*Required work*. Copy out the data line by line exactly, from its start to the line bearing "### LINKED ISSUE", inclusive.

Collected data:
PR #503, opened 2025-11-24
chore: bump trouble-host version to v0.5.1

HaoboGu:


lulf:
(Had to force merge because the USB cable used for the example tests is taken right now :see_no_evil:)

PR #524, opened 2026-01-17
feat: Support static data for read-only characteristics

### LINKED ISSUE #357: `gatt_service` Proc Macro can't handle &'static str values
Hello you all were able to help me earlier with  #272 . I'm finally looking to pick that project back up and it seems that the  `gatt_service` macro can't handle `&'static str` values. I get the following error:
```
error[E0599]: no associated item named `Value` found for struct `DeviceInfoService` in the current scope
   --> rp_firmware/src/bluetooth.rs:110:63
    |
25  | #[gatt_service(uuid = "0000180a-0000-1000-8000-00805f9b34fb")]
    | -------------------------------------------------------------- associated item `Value` not found for this struct
...
110 |             AdStructure::ServiceUuids128(&[DeviceInfoService::Value]),
    |                                                               ^^^^^ associated item not found in `DeviceInfoService`

error[E0080]: could not evaluate static initializer
  --> rp_firmware/src/bluetooth.rs:38:20
   |
38 |     serial_number: &'static str,
   |                    ^ values of the type `[u8; usize::MAX]` are too big for the target architecture

Some errors have detailed explanations: E0080, E0599.
For more information about an error, try `rustc --explain E0080`.
```

Poking around a bit it looks like the result of the `AsGatt` implmentation of `&str` setting `MAX_SIZE = usize::MAX` :
```
impl AsGatt for &'static str {
    const MIN_SIZE: usize = 0;
    const MAX_SIZE: usize = usize::MAX;

    fn as_gatt(&self) -> &[u8] {
        self.as_bytes()
    }
}
```

and the macro having the following instantiation of `StaticCell`:
```
 static #name_screaming: static_cell::StaticCell<[u8; <#ty as trouble_host::types::gatt_traits::AsGatt>::MAX_SIZE]> = static_cell::StaticCell::new();
```

It looks like this would also impact the impl for `&[u8]` since that sets `MAX_SIZE` the same way

alexmoon:
This allows the gatt_service macro to use `&'static` values for read-only characteristics. It currently only supports references with an explicit `static` lifetime. This could probably be loosened since the compiler will complain if the value does not outlive the attribute table. It also only supports characteristics that only enable the `read` property.

To make this work properly, I needed to rework the `AsGatt`/`FromGatt`/`FixedSizeGatt` trait hierarchy slightly. There is now a blanket `AsGatt` impl for references to any type which impls `AsGatt`. I also loosened the type bounds on `Characteristic` to be `T: AsGatt + ?Sized` in most cases. This allows, for example, a `Characteristic<str>` to exist as the type of service characteristics with a `&'static str` value.

I added a `ble_dis_peripheral.rs` example demonstrating the feature.

Fixes #357

### DIFF
--- a/examples/apps/src/ble_dis_peripheral.rs
+++ b/examples/apps/src/ble_dis_peripheral.rs
@@ -1,0 +1,144 @@
+use embassy_futures::join::join;
+use trouble_host::prelude::*;
+
+/// Max number of connections
+const CONNECTIONS_MAX: usize = 1;
+
+/// Max number of L2CAP channels.
+const L2CAP_CHANNELS_MAX: usize = 2; // Signal + att
+
+// GATT Server definition
+#[gatt_server]
+struct Server {
+    info_service: DeviceInformationService,
+}
+
+/// Battery service
+#[gatt_service(uuid = service::DEVICE_INFORMATION)]
+struct DeviceInformationService {
+    /// Manufacturer name
+    #[characteristic(uuid = characteristic::MANUFACTURER_NAME_STRING, read, value = "Embassy Developers")]
+    mfg_name: &'static str,
+    /// Model number
+    #[characteristic(uuid = characteristic::MODEL_NUMBER_STRING, read, value = "EX-DIS")]
+    model_number: &'static str,
+}
+
+/// Run the BLE stack.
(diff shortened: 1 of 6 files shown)


alexmoon:
I think the CI server might need a kick...

PR #526, opened 2026-01-20
Generic-queue feature should be specified by binary crates only

ivmarkov:
Subject says it all, mostly.

Given that `bt-hci-linux` is a library, I don't think it has business with specifying the embassy-time generic queue size. This should be done by (the) binary crate using it.

A few other features which are a bit borderline for me as well:
- `std` on `embassy-time`. If I'm not mistaken, this enables the STD time driver. Shouldn't that be done by the binary crate as well? I mean, can't imagine some _other_ driver to be used with Linux, but still?
- `std` on `critical-section` - ditto

If you feel we should remove those too, let me know, I'll update the PR. I'm not 100% sure though hence why I did not touch those.

### DIFF
--- a/bt-hci-linux/Cargo.toml
+++ b/bt-hci-linux/Cargo.toml
@@ -15,7 +15,7 @@ tokio = { version = "1", features = ["io-util", "net", "rt", "macros", "signal",
 embedded-io = { version = "0.7", features = ["std"] }
 libc = "0.2"
 bt-hci = "0.7"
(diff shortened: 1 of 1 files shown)


ivmarkov:
If you are wondering, the context is that the binary crate in question (a large workspace, really) was using `generic-queue-64` which conflicted with the `generic-queue-8` of its `bt-hci-linux` dependency.

lulf:
I think keeping std is ok. If there is an alternative implementation for linux that people will use, let's change when the need arises.

PR #530, opened 2026-01-21
feat: Allow changing the value of a ReadOnlyData attribute

alexmoon:
This is useful if you have an attribute whose value can change between different large static values, but is read-only from the perspective of the client. For example, in my application we have an HID service whose report map characteristic can switch between a few different predefined values. These are very large values which are known at compile time, so it is convenient to keep them in flash and not use up RAM.

### DIFF
--- a/host/src/attribute.rs
+++ b/host/src/attribute.rs
@@ -363,6 +363,23 @@ impl<'d, M: RawMutex, const MAX: usize> AttributeTable<'d, M, MAX> {
         }
     }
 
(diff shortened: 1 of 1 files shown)


lulf (approved):

alexmoon:
I’m pretty sure this change can’t cause the tests to fail. Does something need to be reset?

lulf:
I forgot a plug in a USB cable in CI :)

PR #532, opened 2026-01-23
refactor: Use binary search for AttributeTable lookups

alexmoon:
This adds two new lookup methods to `AttributeTable`: `with_attribute(handle, fn)` and `iterate_from(start, fn)`. These simplify common patterns of attribute lookup and allow for some optimization. Since the attribute handles are guaranteed to be in sorted order, these functions use binary search instead of linear scan to find the handle. For large attribute tables this could be a significant speed improvement (especially on embedded where cache locality is less of a concern).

*Exercise result*.
PR #503, opened 2025-11-24
chore: bump trouble-host version to v0.5.1

HaoboGu:


lulf:
(Had to force merge because the USB cable used for the example tests is taken right now :see_no_evil:)

PR #524, opened 2026-01-17
feat: Support static data for read-only characteristics

### LINKED ISSUE #357: `gatt_service` Proc Macro can't handle &'static str values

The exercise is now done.